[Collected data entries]

PR #1041, opened 2016-02-21
Resleeving.

Zuhayr:
Adds a use_cortical_stack config option. With this config option set:
- Prevents cloning from checking if a mob has a ckey before scanning it, and dumping a ckey from a scan into a freshly cloned body. ie. it disables old cloning mechanics.
- Cloning can produce mindless bodies from scans. They are produced as clone (n) in a similar manner to monkeys.
- A preferences option, defaulting to 'on', causes players to spawn with a neural lace head organ which, lorewise, periodically backs up an exact copy of their neural state and their 'echo', which is a handwaved lore excuse for 1:1 player:mob mechanics.
- This lace is required for 'cloning' in that it must be implanted into a living body to reinstantiate the player after death. This is done with normal organ transplanting surgery.
- The replacement will fail if the player is in another body or not connected to the game.
- Implanting into a body with no lace, but with a player, has a 30% chance of ghosting that player and overwriting their brain with the person being resleeved.

Todo:
- [ ] Get a better sprite for the lace.
- [x] Modify languages so they will transfer with resleeving.
- [ ] Possibly add morph rejection if someone is implanted into a body from a species other than their own, or a body that is entirely unlike their previous body.
- [ ] Add a machine or table that can efficiently remove a lace and swap it to a new body.
- [ ] Add a way to produce blank laces for implantation during gameplay and as a means of getting a usable mind-state from a corpse.

### DIFF
--- a/code/game/machinery/computer/cloning.dm
+++ b/code/game/machinery/computer/cloning.dm
@@ -56,7 +56,7 @@
 	var/num = 1
 	var/area/A = get_area(src)
 	for(var/obj/machinery/clonepod/P in A.get_contents())
-		if(!P.connected)
+		if(!P.connected || (P.connected == src))
 			pods += P
 			P.connected = src
 			P.name = "[initial(P.name)] #[num++]"
@@ -324,17 +324,24 @@
 					qdel(C)
 					menu = 1
 				else
-
-					var/mob/selected = find_dead_player("[C.ckey]")
-					selected << 'sound/machines/chime.ogg'	//probably not the best sound but I think it's reasonable
-					var/answer = alert(selected,"Do you want to return to life?","Cloning","Yes","No")
-					if(answer != "No" && pod.growclone(C))
+					var/cloning
+					if(config.use_cortical_stacks)
+						cloning = 1
+						pod.growclone(C)
+					else
+						var/mob/selected = find_dead_player("[C.ckey]")
+						selected << 'sound/machines/chime.ogg'	//probably not the best sound but I think it's reasonable
+						var/answer = alert(selected,"Do you want to return to life?","Cloning","Yes","No")
+						if(answer != "No" && pod.growclone(C))
+							cloning = 1
+					if(cloning)
 						temp = "Initiating cloning cycle..."
 						records.Remove(C)
 						qdel(C)
 						menu = 1
 					else
 						temp = "Initiating cloning cycle...<br>Error: Post-initialisation failed. Cloning cycle aborted."
+
 
 		else
 			temp = "Error: Data corruption."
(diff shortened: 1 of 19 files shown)


OhEmGee:
This is great. If I was a dev, I'd :+1: this very hard.

Hubblenaut:
About time cloning gets axed for a more lore-friendlier alternative.
I just hope that medical is not going to rip mindless bodies apart to use them for limb replacements ect.

nachomeep:
I think it's a good idea to be able to give limb replacements like that. Plenty of people already include it for their characters, and I don't see why it shouldn't be a thing. Especially if we get mindless clones.

Hubblenaut:
If growing limbs like that would be a lore thing I'd wonder why like half the people are amputees with prosthetics.

Kelenius:
Lasik is a thing, but you still see people with glasses. Gameplay does not represent lore 100%. Cloning does not take 5 minutes with no repercussions in the lore.

Zuhayr:
None of this discussion is relevant to this PR. If you want to discuss lore it do it on the forums.

Anewbe:
What would you want the new neural web/lace/cortical stack sprite to look like?
Will the lace be able to take damage (mechanically), and what effects if any will that have?
Assuming the quirks I saw in testing (removing the lace ripped off the head, and there wasn't a way to fully reattach the lace once it got transplanted) are intentional or dealt with, I'm so for this.

code/game/machinery/computer/cloning.dm
```diff
@@ -324,11 +324,17 @@
...
-					selected << 'sound/machines/chime.ogg'	//probably not the best sound but I think it's reasonable
-					var/answer = alert(selected,"Do you want to return to life?","Cloning","Yes","No")
-					if(answer != "No" && pod.growclone(C))
+					var/cloning
+					if(config.use_cortical_stacks)
+						cloning = 1
+						pod.growclone(C)
+					else
+						var/mob/selected = find_dead_player("[C.ckey]")
+						selected << 'sound/machines/chime.ogg'	//probably not the best sound but I think it's reasonable
```
Fox-McCloud: TG and ourselves have a specific sound for this called genetics.ogg. It's quite distinctive; may help notify players better and not cause confusion. https://raw.githubusercontent.com/ParadiseSS13/Paradise/master/sound/effects/genetics.ogg****
TG and ourselves have a specific sound for this called genetics.ogg. It's quite distinctive; may help notify players better and not cause confusion. https://raw.githubusercontent.com/ParadiseSS13/Paradise/master/sound/effects/genetics.ogg in case you're interested.

Fox-McCloud:
Alright, just wanted to make sure I'm understanding this properly.

Cloning will produce blank clones that look like the person in question--they don't have the original person's mind/ckey/etc.

When you transplant the cortical stack/neural net from the person who died, to the clone, then the clone has the mind/ckey/etc. of the original person, correct?

code/game/machinery/computer/cloning.dm
Zuhayr: I'm not touching anything that isn't explicitly required for the mechanical changes, sorry.

Zuhayr:
Correct.

Zuhayr:
Not going to have time/capacity to finish this. I will leave the branch up if anyone wants to adopt the project. It is largely feature complete other than the aspects noted in the OP.

dangranos:
I guess this won't be ported from bay either?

**Exercise prompt:**
Reproduce all of the records exactly.

**Expected output:**
PR #1041, opened 2016-02-21
Resleeving.

Zuhayr:
Adds a use_cortical_stack config option. With this config option set:
- Prevents cloning from checking if a mob has a ckey before scanning it, and dumping a ckey from a scan into a freshly cloned body. ie. it disables old cloning mechanics.
- Cloning can produce mindless bodies from scans. They are produced as clone (n) in a similar manner to monkeys.
- A preferences option, defaulting to 'on', causes players to spawn with a neural lace head organ which, lorewise, periodically backs up an exact copy of their neural state and their 'echo', which is a handwaved lore excuse for 1:1 player:mob mechanics.
- This lace is required for 'cloning' in that it must be implanted into a living body to reinstantiate the player after death. This is done with normal organ transplanting surgery.
- The replacement will fail if the player is in another body or not connected to the game.
- Implanting into a body with no lace, but with a player, has a 30% chance of ghosting that player and overwriting their brain with the person being resleeved.

Todo:
- [ ] Get a better sprite for the lace.
- [x] Modify languages so they will transfer with resleeving.
- [ ] Possibly add morph rejection if someone is implanted into a body from a species other than their own, or a body that is entirely unlike their previous body.
- [ ] Add a machine or table that can efficiently remove a lace and swap it to a new body.
- [ ] Add a way to produce blank laces for implantation during gameplay and as a means of getting a usable mind-state from a corpse.

### DIFF
--- a/code/game/machinery/computer/cloning.dm
+++ b/code/game/machinery/computer/cloning.dm
@@ -56,7 +56,7 @@
 	var/num = 1
 	var/area/A = get_area(src)
 	for(var/obj/machinery/clonepod/P in A.get_contents())
-		if(!P.connected)
+		if(!P.connected || (P.connected == src))
 			pods += P
 			P.connected = src
 			P.name = "[initial(P.name)] #[num++]"
@@ -324,17 +324,24 @@
 					qdel(C)
 					menu = 1
 				else
-
-					var/mob/selected = find_dead_player("[C.ckey]")
-					selected << 'sound/machines/chime.ogg'	//probably not the best sound but I think it's reasonable
-					var/answer = alert(selected,"Do you want to return to life?","Cloning","Yes","No")
-					if(answer != "No" && pod.growclone(C))
+					var/cloning
+					if(config.use_cortical_stacks)
+						cloning = 1
+						pod.growclone(C)
+					else
+						var/mob/selected = find_dead_player("[C.ckey]")
+						selected << 'sound/machines/chime.ogg'	//probably not the best sound but I think it's reasonable
+						var/answer = alert(selected,"Do you want to return to life?","Cloning","Yes","No")
+						if(answer != "No" && pod.growclone(C))
+							cloning = 1
+					if(cloning)
 						temp = "Initiating cloning cycle..."
 						records.Remove(C)
 						qdel(C)
 						menu = 1
 					else
 						temp = "Initiating cloning cycle...<br>Error: Post-initialisation failed. Cloning cycle aborted."
+
 
 		else
 			temp = "Error: Data corruption."
(diff shortened: 1 of 19 files shown)


OhEmGee:
This is great. If I was a dev, I'd :+1: this very hard.

Hubblenaut:
About time cloning gets axed for a more lore-friendlier alternative.
I just hope that medical is not going to rip mindless bodies apart to use them for limb replacements ect.

nachomeep:
I think it's a good idea to be able to give limb replacements like that. Plenty of people already include it for their characters, and I don't see why it shouldn't be a thing. Especially if we get mindless clones.

Hubblenaut:
If growing limbs like that would be a lore thing I'd wonder why like half the people are amputees with prosthetics.

Kelenius:
Lasik is a thing, but you still see people with glasses. Gameplay does not represent lore 100%. Cloning does not take 5 minutes with no repercussions in the lore.

Zuhayr:
None of this discussion is relevant to this PR. If you want to discuss lore it do it on the forums.

Anewbe:
What would you want the new neural web/lace/cortical stack sprite to look like?
Will the lace be able to take damage (mechanically), and what effects if any will that have?
Assuming the quirks I saw in testing (removing the lace ripped off the head, and there wasn't a way to fully reattach the lace once it got transplanted) are intentional or dealt with, I'm so for this.

code/game/machinery/computer/cloning.dm
```diff
@@ -324,11 +324,17 @@
...
-					selected << 'sound/machines/chime.ogg'	//probably not the best sound but I think it's reasonable
-					var/answer = alert(selected,"Do you want to return to life?","Cloning","Yes","No")
-					if(answer != "No" && pod.growclone(C))
+					var/cloning
+					if(config.use_cortical_stacks)
+						cloning = 1
+						pod.growclone(C)
+					else
+						var/mob/selected = find_dead_player("[C.ckey]")
+						selected << 'sound/machines/chime.ogg'	//probably not the best sound but I think it's reasonable
```
Fox-McCloud: TG and ourselves have a specific sound for this called genetics.ogg. It's quite distinctive; may help notify players better and not cause confusion. https://raw.githubusercontent.com/ParadiseSS13/Paradise/master/sound/effects/genetics.ogg****
TG and ourselves have a specific sound for this called genetics.ogg. It's quite distinctive; may help notify players better and not cause confusion. https://raw.githubusercontent.com/ParadiseSS13/Paradise/master/sound/effects/genetics.ogg in case you're interested.

Fox-McCloud:
Alright, just wanted to make sure I'm understanding this properly.

Cloning will produce blank clones that look like the person in question--they don't have the original person's mind/ckey/etc.

When you transplant the cortical stack/neural net from the person who died, to the clone, then the clone has the mind/ckey/etc. of the original person, correct?

code/game/machinery/computer/cloning.dm
Zuhayr: I'm not touching anything that isn't explicitly required for the mechanical changes, sorry.

Zuhayr:
Correct.

Zuhayr:
Not going to have time/capacity to finish this. I will leave the branch up if anyone wants to adopt the project. It is largely feature complete other than the aspects noted in the OP.

dangranos:
I guess this won't be ported from bay either?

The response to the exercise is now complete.